_Data for this task_
· · · · ·
PR #31084, opened 2021-02-01
Use 2.5.99 for dev version

StrongMonkey:

Issue #31061, opened 2021-01-29
Includes k3s upgrade images when uses image export script in dev, master, or non semver tag that is equal to kd.RancherVersionDev


rmweir:
**What kind of request is this (question/bug/enhancement/feature request):**
bug

**Steps to reproduce (least amount of steps as possible):**
Use export script with TAG set to dev, master, or a value equal to kd.RancherVersionDev.

**Result:**
Using export script with TAG set to dev, master, or a value equal to kd.RancherVersionDev will result in no k3s
upgrade or related images being added to the images text.

**Other details that may be helpful:**
Nothing should be observably different when rancher-images texts are produced for tagged releases. QA can verify that an rc tag has a rancher-images text that includes k3s-upgrade images for compatible k3s versions in https://raw.githubusercontent.com/rancher/kontainer-driver-metadata/dev-v2.5/data/data.json. Each compatible version will cause some supporting images to be added as well. Can confirm by making sure klipper-helm images are add to images-text.

cbron:
Aiming for 2.5.6 on this one as I am assuming it will merge before then, but it can slip to 2.5.7 without a problem.

jiaqiluo:
This is validated on rancher:`v2.5.6-rc4`

Steps:
- get the compatible k3s versions from the [here](https://raw.githubusercontent.com/rancher/kontainer-driver-metadata/dev-v2.5/data/data.json)
- get the `rancher-images.txt` from rancher:`v2.5.6-rc4`'s [release page](https://github.com/rancher/rancher/releases/tag/v2.5.6-rc4)

Results:
- there are four compatible k3s versions for rancher:v2.5.6
```
v1.17.17+k3s1
v1.18.15+k3s1
v1.19.7+k3s1
v1.20.2+k3s1
```
- the `klipper-helm` images are in the `rancher-images.txt` file 
```
rancher/klipper-helm:v0.2.3
rancher/klipper-helm:v0.2.7
rancher/klipper-helm:v0.3.0
rancher/klipper-helm:v0.4.3
```
- the `k3s-upgrade` images are in the `rancher-images.txt` file  
```
rancher/k3s-upgrade:v1.17.17-k3s1
rancher/k3s-upgrade:v1.18.15-k3s1
rancher/k3s-upgrade:v1.19.7-k3s1
rancher/k3s-upgrade:v1.20.2-k3s1
```

jiaqiluo:
[...]

PR #31376, opened 2021-02-18
Revert "Merge pull request #31041 from rmweir/k3s-upgrade-dev-export"

rmweir:
**Problem:**
This fix no longer works because it depends on the default dev version being an incomplete semver version but a recent change has updated it to a complete version. The aforementioned change also solves the same issue that this fix did, the only difference being that it will now only include images that have constraints compatible with a .99 patch version.

**Solution:**
Revert fix and rely on the new fix instead: https://github.com/rancher/rancher/pull/31084

**Notes:**
Original fix was to address: https://github.com/rancher/rancher/issues/31061


StrongMonkey:
Should you revert the actual commit instead of merge commit?

rmweir:
@StrongMonkey fixed

StrongMonkey (approved):
:100:

thedadams (approved):

cbron (approved):
Seems fine, just need to re-open issue and test this.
· · · · ·
_Problem details_
Each line in the data that holds the string "instead" must be returned.

_Response below_
Revert fix and rely on the new fix instead: https://github.com/rancher/rancher/pull/31084
Should you revert the actual commit instead of merge commit?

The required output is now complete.